In the records below, the line containing "New focus mode rework" is the first to keep. Retype it and all later lines exactly, through the end.

(Stored data Opens)

PR #7411, opened 2026-04-29
New focus mode rework

johannesjo:
https://github.com/super-productivity/super-productivity/discussions/6781#discussioncomment-16751151


johannesjo:
Probably makes sense to show the focus button on mobile too when session is running.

(Stored data Closes)

- Task response:
New focus mode rework

johannesjo:
https://github.com/super-productivity/super-productivity/discussions/6781#discussioncomment-16751151


johannesjo:
Probably makes sense to show the focus button on mobile too when session is running.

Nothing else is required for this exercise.